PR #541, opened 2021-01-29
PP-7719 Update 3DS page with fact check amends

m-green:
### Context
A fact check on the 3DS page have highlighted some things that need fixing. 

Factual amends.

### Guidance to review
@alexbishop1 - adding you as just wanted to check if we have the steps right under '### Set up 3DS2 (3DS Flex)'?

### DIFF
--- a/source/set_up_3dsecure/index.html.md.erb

——

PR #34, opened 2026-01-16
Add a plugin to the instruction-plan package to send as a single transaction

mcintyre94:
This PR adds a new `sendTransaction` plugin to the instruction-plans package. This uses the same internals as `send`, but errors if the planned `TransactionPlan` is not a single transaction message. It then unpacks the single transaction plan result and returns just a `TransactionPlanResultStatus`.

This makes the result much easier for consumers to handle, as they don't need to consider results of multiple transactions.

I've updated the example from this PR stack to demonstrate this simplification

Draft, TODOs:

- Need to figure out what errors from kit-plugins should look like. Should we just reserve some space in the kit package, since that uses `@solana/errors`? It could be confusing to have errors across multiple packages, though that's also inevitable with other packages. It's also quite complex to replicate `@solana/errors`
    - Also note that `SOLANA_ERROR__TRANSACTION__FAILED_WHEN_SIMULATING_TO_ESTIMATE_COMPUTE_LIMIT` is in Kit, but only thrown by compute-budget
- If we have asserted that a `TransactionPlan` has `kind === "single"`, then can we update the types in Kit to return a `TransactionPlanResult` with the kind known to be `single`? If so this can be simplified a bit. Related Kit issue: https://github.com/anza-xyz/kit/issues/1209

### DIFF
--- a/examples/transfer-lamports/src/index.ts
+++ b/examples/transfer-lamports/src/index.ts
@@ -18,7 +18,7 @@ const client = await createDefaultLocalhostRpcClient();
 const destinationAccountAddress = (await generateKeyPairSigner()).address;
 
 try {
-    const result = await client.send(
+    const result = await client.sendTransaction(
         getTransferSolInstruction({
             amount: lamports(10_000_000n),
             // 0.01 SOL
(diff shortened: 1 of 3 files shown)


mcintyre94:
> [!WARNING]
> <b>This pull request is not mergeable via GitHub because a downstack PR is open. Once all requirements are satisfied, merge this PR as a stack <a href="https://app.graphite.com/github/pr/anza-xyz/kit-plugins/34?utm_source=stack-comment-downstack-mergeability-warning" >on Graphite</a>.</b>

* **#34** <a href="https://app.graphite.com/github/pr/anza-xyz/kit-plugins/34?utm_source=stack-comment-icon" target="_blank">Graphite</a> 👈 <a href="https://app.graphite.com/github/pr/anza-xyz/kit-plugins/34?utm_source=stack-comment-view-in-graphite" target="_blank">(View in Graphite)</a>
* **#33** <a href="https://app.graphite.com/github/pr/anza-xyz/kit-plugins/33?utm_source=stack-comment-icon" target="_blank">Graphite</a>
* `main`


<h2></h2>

——

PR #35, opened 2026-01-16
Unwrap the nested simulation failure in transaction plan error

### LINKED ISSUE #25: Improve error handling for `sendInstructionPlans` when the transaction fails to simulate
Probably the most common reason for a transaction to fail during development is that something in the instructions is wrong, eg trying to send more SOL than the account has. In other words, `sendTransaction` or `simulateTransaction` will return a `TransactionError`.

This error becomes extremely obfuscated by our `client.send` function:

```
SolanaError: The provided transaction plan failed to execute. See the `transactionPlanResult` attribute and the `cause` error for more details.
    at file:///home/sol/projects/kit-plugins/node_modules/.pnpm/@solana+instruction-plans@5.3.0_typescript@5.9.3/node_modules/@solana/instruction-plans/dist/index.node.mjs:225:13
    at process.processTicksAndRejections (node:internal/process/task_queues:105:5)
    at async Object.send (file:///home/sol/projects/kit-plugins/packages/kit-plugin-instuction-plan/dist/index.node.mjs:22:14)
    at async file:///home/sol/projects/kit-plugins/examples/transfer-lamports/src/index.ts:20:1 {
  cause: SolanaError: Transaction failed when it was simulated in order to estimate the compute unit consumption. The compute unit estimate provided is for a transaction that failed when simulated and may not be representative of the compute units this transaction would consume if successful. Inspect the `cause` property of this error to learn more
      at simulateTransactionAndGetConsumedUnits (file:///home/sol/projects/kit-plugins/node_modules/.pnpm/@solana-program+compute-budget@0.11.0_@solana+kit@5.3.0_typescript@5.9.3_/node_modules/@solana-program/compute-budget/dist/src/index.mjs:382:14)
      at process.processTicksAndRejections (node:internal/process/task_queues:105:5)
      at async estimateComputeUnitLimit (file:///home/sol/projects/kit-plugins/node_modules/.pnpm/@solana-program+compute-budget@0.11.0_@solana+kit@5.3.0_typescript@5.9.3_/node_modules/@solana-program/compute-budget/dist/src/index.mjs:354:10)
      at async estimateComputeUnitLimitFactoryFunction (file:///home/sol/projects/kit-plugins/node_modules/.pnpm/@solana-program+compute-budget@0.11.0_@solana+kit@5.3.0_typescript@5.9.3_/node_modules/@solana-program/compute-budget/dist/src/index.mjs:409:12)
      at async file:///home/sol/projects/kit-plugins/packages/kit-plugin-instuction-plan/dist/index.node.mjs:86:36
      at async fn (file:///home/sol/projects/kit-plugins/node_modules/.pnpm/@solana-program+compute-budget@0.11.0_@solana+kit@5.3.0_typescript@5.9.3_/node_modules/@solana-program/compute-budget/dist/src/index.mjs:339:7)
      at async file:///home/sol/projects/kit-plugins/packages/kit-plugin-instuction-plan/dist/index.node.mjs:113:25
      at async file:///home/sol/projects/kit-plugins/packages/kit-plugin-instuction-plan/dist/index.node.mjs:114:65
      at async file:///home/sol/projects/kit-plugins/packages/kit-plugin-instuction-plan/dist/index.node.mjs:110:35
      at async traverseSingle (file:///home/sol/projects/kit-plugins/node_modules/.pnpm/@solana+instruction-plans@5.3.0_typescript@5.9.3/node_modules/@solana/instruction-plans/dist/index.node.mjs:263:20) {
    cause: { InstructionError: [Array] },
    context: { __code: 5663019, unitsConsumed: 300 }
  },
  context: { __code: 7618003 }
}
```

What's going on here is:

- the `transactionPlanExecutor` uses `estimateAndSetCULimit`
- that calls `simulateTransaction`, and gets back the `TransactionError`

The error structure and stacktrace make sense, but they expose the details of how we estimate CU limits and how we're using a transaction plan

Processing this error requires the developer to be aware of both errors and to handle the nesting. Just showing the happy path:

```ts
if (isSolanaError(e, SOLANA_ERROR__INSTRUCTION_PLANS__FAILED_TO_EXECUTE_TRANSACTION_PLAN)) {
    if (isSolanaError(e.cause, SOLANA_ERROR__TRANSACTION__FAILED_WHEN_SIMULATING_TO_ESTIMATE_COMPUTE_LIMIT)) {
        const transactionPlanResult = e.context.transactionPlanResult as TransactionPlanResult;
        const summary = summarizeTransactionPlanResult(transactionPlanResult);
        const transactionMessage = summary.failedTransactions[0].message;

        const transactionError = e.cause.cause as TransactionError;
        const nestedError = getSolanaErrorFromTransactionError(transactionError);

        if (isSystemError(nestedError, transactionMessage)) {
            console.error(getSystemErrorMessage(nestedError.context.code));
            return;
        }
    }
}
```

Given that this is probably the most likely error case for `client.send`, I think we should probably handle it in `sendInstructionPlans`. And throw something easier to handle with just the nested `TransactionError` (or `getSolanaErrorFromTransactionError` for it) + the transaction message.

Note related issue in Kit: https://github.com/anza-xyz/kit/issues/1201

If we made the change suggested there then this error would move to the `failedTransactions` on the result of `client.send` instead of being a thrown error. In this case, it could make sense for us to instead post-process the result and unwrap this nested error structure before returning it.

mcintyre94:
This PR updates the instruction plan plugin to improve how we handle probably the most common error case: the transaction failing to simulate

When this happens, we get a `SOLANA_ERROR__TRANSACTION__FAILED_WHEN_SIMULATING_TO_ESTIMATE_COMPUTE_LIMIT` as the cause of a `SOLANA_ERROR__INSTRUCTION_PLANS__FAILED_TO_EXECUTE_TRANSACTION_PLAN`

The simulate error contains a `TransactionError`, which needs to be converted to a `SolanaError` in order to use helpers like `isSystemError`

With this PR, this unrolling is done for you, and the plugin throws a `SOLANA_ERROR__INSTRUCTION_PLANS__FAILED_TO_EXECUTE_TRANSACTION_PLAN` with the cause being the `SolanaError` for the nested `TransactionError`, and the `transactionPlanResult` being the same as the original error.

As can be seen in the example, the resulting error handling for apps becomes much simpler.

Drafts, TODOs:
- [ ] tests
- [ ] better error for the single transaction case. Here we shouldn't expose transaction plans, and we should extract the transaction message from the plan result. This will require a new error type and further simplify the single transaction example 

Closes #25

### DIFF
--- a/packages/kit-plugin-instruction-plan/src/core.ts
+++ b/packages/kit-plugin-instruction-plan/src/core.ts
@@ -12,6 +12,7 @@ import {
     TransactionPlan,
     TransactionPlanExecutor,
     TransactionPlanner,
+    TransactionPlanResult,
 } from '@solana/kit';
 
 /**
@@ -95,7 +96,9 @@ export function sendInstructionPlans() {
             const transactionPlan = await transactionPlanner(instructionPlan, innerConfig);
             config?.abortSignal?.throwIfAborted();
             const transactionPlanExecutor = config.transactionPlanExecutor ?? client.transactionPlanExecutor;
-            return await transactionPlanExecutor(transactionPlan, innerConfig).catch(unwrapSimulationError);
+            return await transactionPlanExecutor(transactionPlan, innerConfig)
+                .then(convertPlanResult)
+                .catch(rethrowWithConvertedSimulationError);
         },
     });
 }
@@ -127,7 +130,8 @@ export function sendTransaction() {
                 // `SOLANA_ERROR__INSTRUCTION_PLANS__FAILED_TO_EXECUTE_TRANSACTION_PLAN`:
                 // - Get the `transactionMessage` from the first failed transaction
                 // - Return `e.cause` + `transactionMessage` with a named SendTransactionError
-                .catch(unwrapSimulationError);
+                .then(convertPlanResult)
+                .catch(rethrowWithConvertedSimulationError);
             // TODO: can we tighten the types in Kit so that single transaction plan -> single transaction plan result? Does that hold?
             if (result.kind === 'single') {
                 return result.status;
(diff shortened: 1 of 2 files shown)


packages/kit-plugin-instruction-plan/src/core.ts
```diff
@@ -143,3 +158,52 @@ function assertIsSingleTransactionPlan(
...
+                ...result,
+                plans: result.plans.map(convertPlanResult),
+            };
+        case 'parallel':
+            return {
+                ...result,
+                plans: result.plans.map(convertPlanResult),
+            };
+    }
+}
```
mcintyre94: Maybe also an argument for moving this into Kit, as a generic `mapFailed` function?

——

-- TO DO --
Which lines in the listing hold the word "processTicksAndRejections"? Copy them out.

-- SOLUTION TO THIS PROBLEM --
    at process.processTicksAndRejections (node:internal/process/task_queues:105:5)
      at process.processTicksAndRejections (node:internal/process/task_queues:105:5)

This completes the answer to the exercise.